Robert Shiller … in 2005, … wrote that in some cities “the price increases may start to slow down, and then to fall. At the same time, it is likely the boom will continue for quite a while in other cities.” Now, compare this modest warning by a lone economist to the forces promoting home lending from all directions. It was not just a Wall Street phenomenon, but one pushed by our government, legislators, regulators, and even academics (for evidence, see Stan Liebowitz’s “Anatomy of a Train Wreck“ … the Federal Housing Administration was, and is, offering loans with only three percent down, and during the boom, the Department of Housing and Urban Development promoted a program where even this minor investment could be paid for by the homebuilder. …
In light of this governmental housing exuberance, I doubt that a more powerful government would have mitigated the boom — rather, it would have made this crisis worse.
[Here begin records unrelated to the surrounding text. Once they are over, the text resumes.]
PR #194, opened 2019-06-19
List revisions for a given service

### LINKED ISSUE #127: List revisions for given service
Presently, `kn revision get` will return all available revisions. `kn` should be able to filter the revisions for a given service, for eg: `kn revision get --service svc1`.

navidshaikh:
Fixes #127 

```
kn revision list
SERVICE   NAME          AGE     CONDITIONS   READY   REASON
hello     hello-dfc7p   109m    4 OK / 5     True    
hello     hello-h9qdr   20h     4 OK / 5     True    
svc1      svc1-ksds5    7m11s   4 OK / 5     True    

kn revision list -s svc1
SERVICE   NAME         AGE     CONDITIONS   READY   REASON
svc1      svc1-ksds5   7m15s   4 OK / 5     True    

kn revision list -s hello
SERVICE   NAME          AGE    CONDITIONS   READY   REASON
hello     hello-dfc7p   109m   4 OK / 5     True    
hello     hello-h9qdr   20h    4 OK / 5     True    
```

### DIFF
--- a/pkg/kn/commands/revision/revision_list.go
+++ b/pkg/kn/commands/revision/revision_list.go
@@ -18,8 +18,10 @@ import (
 	"fmt"
 
 	"github.com/knative/client/pkg/kn/commands"
+	"github.com/knative/serving/pkg/apis/serving"
 	"github.com/spf13/cobra"
 	"k8s.io/apimachinery/pkg/apis/meta/v1"
+	"k8s.io/apimachinery/pkg/labels"
 	"k8s.io/apimachinery/pkg/runtime/schema"
 )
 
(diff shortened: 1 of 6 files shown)


pkg/kn/commands/revision/revision_list.go
```diff
@@ -39,7 +48,18 @@ func NewRevisionListCommand(p *commands.KnParams) *cobra.Command {
...
+			listOptions := v1.ListOptions{}
+			if cmd.Flags().Changed("service") {
+				service := cmd.Flag("service").Value.String()
+				// Ensure requested service exist
+				_, err := client.Services(namespace).Get(service, v1.GetOptions{})
+				if err != nil {
+					return err
+				}
+				listOptions.LabelSelector = labels.Set(
+					map[string]string{serving.ConfigurationLabelKey: service}).String()
```
rhuss: Shouldn't this be `serving.ServiceLabelKey` ? Don't really see how this is tested in the tests, too ...

navidshaikh: Hmm, I checked an actual revision and both the keys in labels are holding service name
```
                "labels": {
                    "serving.knative.dev/configuration": "svc1",
                    "serving.knative.dev/configurationGeneration": "1",
                    "serving.knative.dev/service": "svc1"
                },
```

@rhuss : I will need to check among 2 labels, which one we should filter against.

in tests [here](https://github.com/knative/client/pull/194/files#diff-482bb3cf4550490e7cb84ffc5ddc760fR140).

rhuss: But isn't the service label the authorative answer for which revision belongs to which service and the configuration is just (by accident) named like the service because it has been created implicitely ? Or does the configuration alway be named like the service ? (I don't think so)

PR #2105, opened 2024-06-20
Update the prototype of NtCreateIRTimer

elnx:
According to my reverse engineering results, the pseudocode 
 of NtCreateIRTimer syscall is as follows:

```c
NTSTATUS NtCreateIRTimer(PHANDLE TimerHandle, LPVOID Reserved, ACCESS_MASK DesiredAccess) {
  return NtCreateTimer2(TimerHandle, Reserved, 0, 2, DesiredAccess);
}
```


dmex:
What parameters does this kernel have for NtCreateIRTimer?

[ntoskrnl.zip](https://github.com/user-attachments/files/15934613/ntoskrnl.zip)

image

elnx:
It looks like this syscall has a different prototype on different version? I reserved this syscall on a win10 ntoskrnl. Maybe a version determination macro is needed here.

phnt/include/ntexapi.h
```diff
@@ -721,6 +721,7 @@ NTSTATUS
 NTAPI
 NtCreateIRTimer(
     _Out_ PHANDLE TimerHandle,
+    _In_ LPVOID Reserved,
```
dmex, line 724: * LPVOID needs to be PVOID
* `PVOID Reserved` would be `HANDLE IRTimerHandle` on Windows 10 and 11?

dmex (changes requested):

dmex (approved):

PR #2121, opened 2024-07-01
Fix environment variable parsing error for CustomBuildTool

pedoc:
For example, environment variables such as ``ESET_HOME=`` will cause the parameter range to overflow.


pedoc:

dmex (approved):

PR #2125, opened 2024-07-02
Remove duplicate definitions in phnt

m417z:


phnt/include/ntpsapi.h
```diff
@@ -684,9 +684,6 @@ typedef struct _PROCESS_MITIGATION_REDIRECTION_TRUST_POLICY
 #endif
 
 #if !defined(NTDDI_WIN10_NI) || (NTDDI_VERSION < NTDDI_WIN10_NI)
-#define ProcessUserPointerAuthPolicy 17
-#define ProcessSEHOPPolicy 18
```
dmex, line 688: These two are version checked and required for older SDK's

dmex (changes requested):
```
#define ProcessUserPointerAuthPolicy 17
#define ProcessSEHOPPolicy 18
```

phnt/include/ntpsapi.h
m417z: They're defined unconditionally below:
https://github.com/winsiderss/systeminformer/blob/8f05a6009e7b04dc4370b1ad2b10d46183db186a/phnt/include/ntpsapi.h#L742-L745

What am I missing?

dmex (approved):

PR #2144, opened 2024-07-30
Cleanup process state and power request objects on process exit

diversenok:
If the user freezes of requests execution for a process and then the process terminates, System Informer doesn't free up the process state and the power requests object. This pull requests fixes this issue.


dmex (commented):
The delete procedure is asynchronous and we can't use locks here.  I'll have to rewrite these and remove the hashtables.

PR #2148, opened 2024-08-07
Fixed set handle attributes feature

DartVanya:
Tested on Win11 23H2

https://github.com/user-attachments/assets/8f0d009a-fc0b-43ee-8f67-400c31c147e0

### DIFF
--- a/SystemInformer/prpghndl.c
+++ b/SystemInformer/prpghndl.c
@@ -81,7 +81,7 @@ VOID PhpInitializeHandleMenu(
     _Inout_ PPH_HANDLES_CONTEXT HandlesContext
     )
 {
-    PPH_EMENU_ITEM item;
+    //PPH_EMENU_ITEM item;
     KPH_LEVEL level;
 
     if (NumberOfHandles == 0)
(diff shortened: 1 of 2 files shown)


DartVanya:

SystemInformer/prpghndl.c
```diff
@@ -110,13 +110,13 @@ VOID PhpInitializeHandleMenu(
...
     level = KsiLevel();
 
-    if (level >= KphLevelMed)
-    {
-        if (item = PhFindEMenuItem(Menu, 0, NULL, ID_HANDLE_PROTECTED))
-            PhDestroyEMenuItem(item);
-        if (item = PhFindEMenuItem(Menu, 0, NULL, ID_HANDLE_INHERIT))
-            PhDestroyEMenuItem(item);
-    }
+    //if (level >= KphLevelMed)
```
jxy-s, line 113: Looking back at history this check should have been `if (level < KphLevelMed)` instead of `>=`, oops. Nice find!

I think we should just deleted the commented out code entirely.

If we present users with the options and they use them with the driver disabled, a message will inform the user to enable the driver. An alternative would be to disable the menu item `PH_EMENU_DISABLED` when `if (level < KphLevelMed)`, but I think maybe the best experience is to just leave those options there and enabled.

jxy-s (changes requested):

SystemInformer/prpghndl.c
DartVanya: Ok, I removed commented lines entirely

jxy-s: Thanks for doing that. And yep that is the intended required access for this path 👍.

jxy-s (approved):

PR #2193, opened 2024-09-11
Buildtools signing

dmex:


ge0rdi:
@dmex
Wondering when this PR could be merged.

It contains fix for SourceLink (among other things), that would be nice to have working.
Maybe you can merge at least that fix? So that future PDBs will contain proper SourceLink information.

jxy-s:
> @dmex Wondering when this PR could be merged.
> 
> It contains fix for SourceLink (among other things), that would be nice to have working. Maybe you can merge at least that fix? So that future PDBs will contain proper SourceLink information.

In this this branch needs more testing? If we want the SourceLink works we should just pull that forward on its own.

ge0rdi:
> If we want the SourceLink work we should just pull that forward on its own.

That would be really cool.
I have created fix some time ago (#2203), but it was closed because this PR contains the fix as well.

PR #2203, opened 2024-09-15
Fix SourceLink

ge0rdi:
`SourceLink` used to work at some point, but doesn't work with recent SI builds.

The reason is that SourceLink stream in PDBs isn't valid json anymore.
It contains _doubled_ `{{` / `}}` instead of `{` / `}`.
Also there shouldn't be coma after the last item in dictionary.


dmex:
This already has a PR: https://github.com/winsiderss/systeminformer/pull/2193

ge0rdi:
@dmex 
Cool, didn't notice that.
Hopefully that PR will get merged soon.

PR #2208, opened 2024-09-17
Fix EnableStartAsAdminAlwaysOnTop feature

DartVanya:
Previously:
`status = PhGetWindowClientId(GetDesktopWindow(), &desktopId);`
returns csrss PID, and service failed when trying to open its token, because of PPL.
We need to use current SI token, and not linked, sice we already an admin when we try to restart with UiAccess.


dmex:
> We need to use current SI token, and not linked, sice we already an admin 

This code originally used the current token but it prevents the application from running when elevated by UAC from a different session. I'll revert some of the changes.

PR #2222, opened 2024-10-01
Fix RtlGet(System/User)PreferredUILanguages SAL

RatinCN:
The second parameter of `RtlGet(System/User)PreferredUILanguages` can be `NULL`, and this is what `Get(System/User)PreferredUILanguages` did on the latest Win11.


RatinCN:

dmex (approved):

PR #2228, opened 2024-10-06
Master

DartVanya:
Working with PPL process I accidentally noticed that some of them can be terminated. But I was very confused why PH with driver on cannot terminate process which Task Manager can terminate easily.
Some PPL levels designed to allow termination (apparently, I didn't even know that).
This levels can be terminated:
- 0\. PsProtectedSignerNone
- 1\. PsProtectedSignerAuthenticode
- 2\. PsProtectedSignerCodeGen
- 5\. PsProtectedSignerWindows,
- 8\. PsProtectedSignerApp.

When driver enabled PhTerminateProcess tries to use KSI, and because of how KSI domination check works it return access denided, despite what process was already oppened with PROCESS_TERMINATE.
I suggest to change status check in this way to allow NtTerminateProcess try to terminate process anyway.

Example without driver (NtTerminateProcess only):
https://github.com/user-attachments/assets/e95a4050-0292-4fbd-81e4-7179acfdecf6

Example with driver:
https://github.com/user-attachments/assets/36c6c9df-45a4-4c27-8991-72d7daa708dc


jxy-s:
Yep, the domination check is rudimentary because of missing exports from Microsoft. We should have been trying `NtTerminateProcess` to begin with. Your PR appears to have a bunch of unnecessary commits? I went ahead and fixed it here: https://github.com/winsiderss/systeminformer/commit/9d8309d82d3cb751e4a26c891ef4e2efc0579081 - Closing this PR 👍

PR #2238, opened 2024-10-13
Actual darkmode fix

Factor101:


dmex:
I'll make these customizable via application settings

PR #2254, opened 2024-10-25
kph Don't map whole section when looking for mapped file name

ge0rdi:
It is enough to map just first page of section in order to query mapped file name.
Mapping whole section may cause unnecessarily big paged pool usage in case of huge sections.

---

The issue with big pool usage can be easily demonstrated this way:

- Open some project in Visual Studio 2022
- Notice current paged pool size (either in SI or Task Manager)
- In SI press Ctrl+F, enter some string and press enter
- Paged pool size raises by ~20GB

Visual Studio has about 5 processes where each has opened handle to 2TB section (`Reserve (2 TB)`). Running search in SI will cause that each such section is mapped (which takes ~4GB of paged pool), but the memory is not freed upon section unmapping. It is freed when given section handle closes (so you need to close Visual Studio in order to reclaim that memory).

This seems to be standard Windows behavior (at least Win10/11). It seems the system caches memory that was allocated for mapping purposes (PTEs) so that it can be immediately reused when section is mapped next time.

### DIFF
--- a/KSystemInformer/object.c
+++ b/KSystemInformer/object.c
@@ -2021,7 +2021,7 @@ NTSTATUS KphQueryInformationObject(
             KeStackAttachProcess(PsInitialSystemProcess, &apcState);
 
             baseAddress = NULL;
-            viewSize = 0;
+            viewSize = PAGE_SIZE;
             status = ZwMapViewOfSection(sectionHandle,
                                         ZwCurrentProcess(),
                                         &baseAddress,
@@ -2056,9 +2056,9 @@ NTSTATUS KphQueryInformationObject(
                 ZwUnmapViewOfSection(ZwCurrentProcess(), baseAddress);
             }
 
-            ObCloseHandle(sectionHandle, KernelMode);
-
             KeUnstackDetachProcess(&apcState);
+
+            ObCloseHandle(sectionHandle, KernelMode);
 
             if (NT_SUCCESS(status))
             {


ge0rdi:
I have also noticed that [ObCloseHandle](https://github.com/winsiderss/systeminformer/blob/master/KSystemInformer/object.c#L2059) should be probably done after [KeUnstackDetachProcess](https://github.com/winsiderss/systeminformer/blob/master/KSystemInformer/object.c#L2061).
Do you think I can fix that as well?

jxy-s:
Nice find @ge0rdi. I think we could do even better. Since we no longer have to support Windows 7 I think there is an ideal way that will almost always reclaim immediately and avoid having to invade the system process. Allow me some time to investigate.

jxy-s (changes requested):
Nice find @ge0rdi. The kernel is going to complete the accounting for the section if we map the entire thing. Which is why the pool usage jump for very large sections.

> I have also noticed that [ObCloseHandle](https://github.com/winsiderss/systeminformer/blob/master/KSystemInformer/object.c#L2059) should be probably done after [KeUnstackDetachProcess](https://github.com/winsiderss/systeminformer/blob/master/KSystemInformer/object.c#L2061).
Do you think I can fix that as well?

This doesn't technically matter. But for correctness of ordering releasing of resources - yes go ahead and re-order those.

Please conform to the commit message style for kernel driver changes:
`kph all lower case subject`

jxy-s (approved):

ge0rdi:
@jxy-s 
Do you have any idea when this could get released?
It is rather annoying issue (though I guess it is much better now that I understand what is causing it).

jxy-s:
> @jxy-s 
> Do you have any idea when this could get released?
> It is rather annoying issue (though I guess it is much better now that I understand what is causing it).

No, but I'll do what I can to expedite it. Maybe a few weeks. Depends on when we can submit for signing.

ge0rdi:
Cool, thank you.

> Depends on when we can submit for signing.

What do you mean by that? I guess you can submit driver for attestation signing at any time.
Or is there something you need to wait for?

jxy-s:
> What do you mean by that? I guess you can submit driver for attestation signing at any time.
Or is there something you need to wait for?

Just people time to do the signing and test the changes before doing a build.

Took care of it already - `3.1.24305.0` has the updated driver 👍

PR #721, opened 2023-07-03
fix(docs): Adding documentation about how to check for the presence of relations and get relation ids.

davekerber:
Adding documentation for some things that caught me up in the beginning of using Joist.  Especially coming from a Rails background. 

Looks like some trailing whitespace was automatically deleted too.


stephenh (approved):
👍

PR #724, opened 2023-07-06
fix: Refactor reactivity

### LINKED ISSUE #726: Missed reactivity hints
Right now we detect "field A has changed, so rerun downstream fields X/Y/Z" in the middle of the `em.flush` "pending entities" loop.

However, there are a few issues with this:

1. Entities from an earlier loop but changed by 2nd loop hooks won't recalc
   * a1 is changed, and goes through loop 1--a1.firstName has not changed, so we don't recalc its downstreams'
   * On loop 2, some other entity's hook changes a1.firstName (which is just a primitive)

Indeed, it was only the collapse of the subprime market at the beginning of 2007 as reflected by the ABX-HE subprime housing index that alerted people to the severity of this problem, and shut off financing by mid-2007, six months later. Market prices, not legislators, instigated the end of the insanity. How quickly are failed governmental initiatives usually stopped, once identified?
Human estimates are error prone; we make mistakes. Since we listen to each other, we share our errors; we make the same mistakes together. Our society contains many different social institutions, so those institutions tend to reflect the same estimate errors. Thus to give credit or blame to particular institutions for a shared error, we have to look closely at who was more pushing the error to be larger or smaller, and when.
The increase in our shared housing error was slow, making it hard to say which of our institutions was pushing more for larger errors. But the decrease in our shared housing error was fast, making it easier to assign credit there. And according to Eric, speculative markets were the first of our institutions to clearly say we had overestimated housing values. If we want more such error-correction in the future, we should empower such institutions more, not less.
So let's apply this to situations. The Allies effectively ended the Nazi regime, thus alleviating the bubble of inhumanity. Sound extreme? Your argument mimics what I call "Hayekism," the profound - and distorted - belief that what happens is what happens best and we should get out of the way and let that happen. You see this garbled nonsense in libertarian circles, offered with the usual theologist's hubris that their philosophy is better (if only it would actually be applied to human society).
What about the human cost of pricking the housing bubble? Does that not matter at all to you? (Hey, it's just a bubble and bubbles grow and pop so what if the Serbians massacre the Albanians; it will work itself out in the end.) Inhumanity is inhumanity.
And how exactly did the market function to pop this bubble in these circumstances? The housing market had turned downward a long time before the financial crisis, but the money movements were maintained and kept it alive because the government was not involved. Each of the firms involved in securitization was minting money in the short run. The individuals pocketed huge sums - and how many of them gave a flying fig about the long-term health of their companies? You MUST know the well-publicized data.
Your point about the housing bubble self-correcting through market functions is wrong on the facts. It's wrong because lack of regulation allowed a separate securities bubble that exacerbated and continued a housing cycle - even after housing was declining. You're wrong on a moral basis, unless you don't care about suffering. You're wrong on a theoretical basis because when your idea is applied to other moral contexts it becomes sheer, immoral, inhuman insanity.
Oooo, 3% down, are we supposed to be impressed? Private lenders were offering 115% loans. Speculators work both ways.